Establishing correlations in the en-mass migration of dermal fibroblasts on oriented fibrillar scaffolds.

UNLABELLED

Wound healing proceeds via fibroblast migration along three dimensional fibrillar substrates with multiple angles between fibers. We have developed a technique for preparation of three dimensional fibrillar scaffolds with where the fiber diameters and the angles between adjacent fiber layers could be precisely controlled. Using the agarose droplet method we were able to make accurate determinations of the dependence of the migration speed, focal adhesion distribution, and nuclear deformation on the fiber diameter, fiber spacing, and angle between adjacent fiber layers. We found that on oriented single fiber layers, whose diameters exceeded 1 μm, large focal adhesion complexes formed in a linear arrangement along the fiber axis and cell motion was highly correlated. On multi layered scaffolds most of the focal adhesion sites reformed at the junction points and the migration speed was determined by the angle between adjacent fiber layers, which followed a parabolic function with a minimum at 30°. On these surfaces we observed a 25% increase in the number of focal adhesion points and a similar decrease in the degree of nuclear deformation, both phenomena associated with decreased mobility. These results underscore the importance of substrate morphology on the en-mass migration dynamics.

STATEMENT OF SIGNIFICANCE

En-mass fibroblast migration is an essential component of the wound healing process which can determine rate and scar formation. Yet, most publications on this topic have focused on single cell functions.
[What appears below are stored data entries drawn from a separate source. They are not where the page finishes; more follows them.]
PR #122, opened 2025-09-10
Use Australia National Greenhouse Accounts inventory

### LINKED ISSUE #73: Use inventory data directly from official sources
## The motivation

Currently, the prior uses a bespoke `ch4-sectoral-emissions.csv` file as the input for sectoral totals which are then spatialised in various layers. This file includes numbers that have been calculated from NGGI data, but it's not clear from the code what algorithm was used, or what time period these numbers represent.

The Australian government provides greenhouse gas inventory data in a number of formats (see below), by using one of the official sources directly we gain:
- accountability for how sectoral totals are derived
- ability to use the data for the quarter or year currently being evaluated by the prior (or the most recent available)
- ability to easily adopt the newest quarterly NGGI data when it becomes available

### Official sources

The government provides inventory in a number of ways:

#### National Greenhouse Accounts - https://greenhouseaccounts.climatechange.gov.au/

Poorly built web app which provides inventory data in a few formats. Navigating to Emissions Inventories gives access to interactive tools which provide yearly methane emissions disaggregated by:
- location (state)
- gas(es), including CH4
- sector(s)
- time period (from 1990, two year lag - 2023 figures published May 2025)

Results are charted, but can be downloaded as CSV. Depending on which inventory tool is selected, sectors can be chosen based on:
- ANZSIC category ("National inventory by economic sector")
- UNFCCC CRT category ("Paris Agreement inventory")

The app also provides access to an API for "Bulk download" in various formats. The API appears to be "OData", although it doesn't support any of the useful OData features (like filtering). The "AR5_ParisInventory_AUSTRALIA" endpoint appears to be the most useful to us, which provides emissions by year, gas and sector, using UNFCCC CRT categories.

```
# bulk download
curl -s https://greenhouseaccounts.climatechange.gov.au/OData/AR5_ParisInventory_AUSTRALIA > data/AR5_ParisInventory_AUSTRALIA.json`

# filter to only CH4 emissions
curl -s https://greenhouseaccounts.climatechange.gov.au/OData/AR5_ParisInventory_AUSTRALIA \
  | jq '.value[] | select(.Gas_Level_0 == "CH4")'
```

Returned data looks like:
```json
{
  "@odata.context": "https://greenhouseaccounts.climatechange.gov.au/odata/$metadata#AR5_ParisInventory_AUSTRALIA",
  "value": [
    {
      "ID": 155615542418,
      "InventoryYear_ID": 2023,
      "UNFCCC_Level_0": "Total UNFCCC",
      "UNFCCC_Level_1": "Land Use, Land-Use Change and Forestry UNFCCC",
      "UNFCCC_Level_2": "Wetland",
      "UNFCCC_Level_3": "Land converted to Wetland",
      "UNFCCC_Level_4": "Land converted to Flooded lands",
      "UNFCCC_Level_5": "Reservoir Methane",
      "UNFCCC_Level_6": null,
      "UNFCCC_Level_7": null,
      "UNFCCC_Level_8": null,
      "UNFCCC_Level_9": null,
      "UNFCCC_Level_10": null,
      "Gas_Level_0": "CH4",
      "Gas_Level_1": null,
      "Gas_Level_2": null,
      "Gas_Level_3": null,
      "Gg": 0.5553692029907528
    }
  ]
}
```

This is the same data available in the web app, so has the same time periods, etc. While this endpoint doesn't allow disaggregation by state, the API listing shows that endpoints are available for each Australian state and territory.

One potential issue with this data is the UNFCCC categories are only referenced by name and not by code. We may need to develop a mapping between the names used in this API and the codes that we intend to use for layer classification in #96.

#### NGGI quarterly reports - https://www.dcceew.gov.au/climate-change/publications/national-greenhouse-gas-inventory-quarterly-updates

The quarterly reports are documents which report and explain the latest inventory numbers, released every 3 months with up to 6 month lag (June 2025 data published 27 August 2025, Dec 2024 data published 30 May 2025) . In the reports are numerous charts which break down emissions in several ways (ie by gas, location, sector, etc). The data used to create these charts is made available as Excel spreadsheets.
  
The data is harder to use as there's no direct accounting of methane gas by sector, but using some heuristics we may be able to derive reasonable conclusions based on the data.

## The proposed solution

- Fetch a copy of "Bulk API" data and store it in S3 with prior inputs
  - document exactly how the file was fetched / processed for auditability
- Create a mapping between UNFCCC codes in the bulk data and UNFCCC codes added in #96 
- Create an abstraction in the codebase to get the inventory emissions within a start/end date for one or more IPCC sectors
  - Use the Bulk API input as a data source
  - Filter / aggregate based on time period and provided UNFCCC sectors mapped to inventory sectors
- Replace any figures currently based on `ch4-sectoral-emissions.csv` with this abstraction

## Alternatives

If we use the Bulk API data as our primary source, we will only have access to data that is 2 years behind. If we wanted to generate a prior result for a period after the available data we could:
- use the latest figures we have
  - could be off by a significant percentage depending on the sector
- extrapolate trends in the data forward
  - could be dangerous and we would need to invent a methodology
- supplement the annual data which is broken down in detail, with more recent high level figures from NGGI quarterly updates
  - #120 

## Additional context

This should help to resolve questions raised by @Ida-droid about how the values in `ch4-sectoral-totals.csv` were calculated.

aethr:
## Description

Resolves #73.

Replaces the undocumented `ch4-sectoral-emissions.csv` input file with data from Australian National Greenhouse Accounts "Paris Agreement" inventory, broken down by UNFCCC sector.

The work consistutes two major parts:
- map from inventory UNFCCC category names to category codes
- search through the inventory for emissions matching a list of sectors to compute a sector total

## Checklist

- [ ] Tests added


aethr:
I've constructed a test that is meant to check new inventory totals (using 2023 as a reference year) against the previous totals from `ch4-sectoral-emissions.csv`. Most of the sectors look very close, but `agriculture` and `fugitive` are alarmingly different.

```
fugitive: 0.0429 from 1.1739
agriculture: 0.2187 from 2.2825
electricity: 0.0111 from 0.0143
stationary: 0.0466 from 0.0529
waste: 0.4783 from 0.4729
transport: 0.0115 from 0.0114
industrial: 0.0029 from 0.0029
lulucf: 0.4869 from 0.51
```

prayner:
Agreed, the only one which surprises me is lulucf. fwiw the most
useful form for these numbers for me is to multiply that mean by the
number of grid cells and the cell_area then divide by 1e3 to get
tonnes of methane. Also useful to take the absolute difference which
is the number I focus on most. But, in general, looking good I think.

aethr:
> sector/inventory.py:47 seems some confusion between kilotonne and gigatonne

Fixed in [81b26ce](https://github.com/openmethane/openmethane-prior/pull/122/commits/81b26ce60812d397d9d032f7fbfec143708a7d33).

> sector/inventory.py:69 float(str) seems to work even on scientific notation

Fixed in [46e8673](https://github.com/openmethane/openmethane-prior/pull/122/commits/46e8673cffdcab8a327e843e8e3bb5ed2bec0913).

prayner (approved):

Here we describe a new apparatus where we designed three dimensional fibrillar scaffolds with well controlled angles between junction points and highly oriented fiber geometries. We show that the motion of fibroblasts undergoing en-mass migration on these scaffolds can be controlled by the substrate topography. Significant differences in cell morphology and focal adhesions was found to exist between cells migrating on flat versus fibrillar scaffolds where the migration speed was found to be a function of the angle between fibers, the fiber diameter, and the distance between fibers.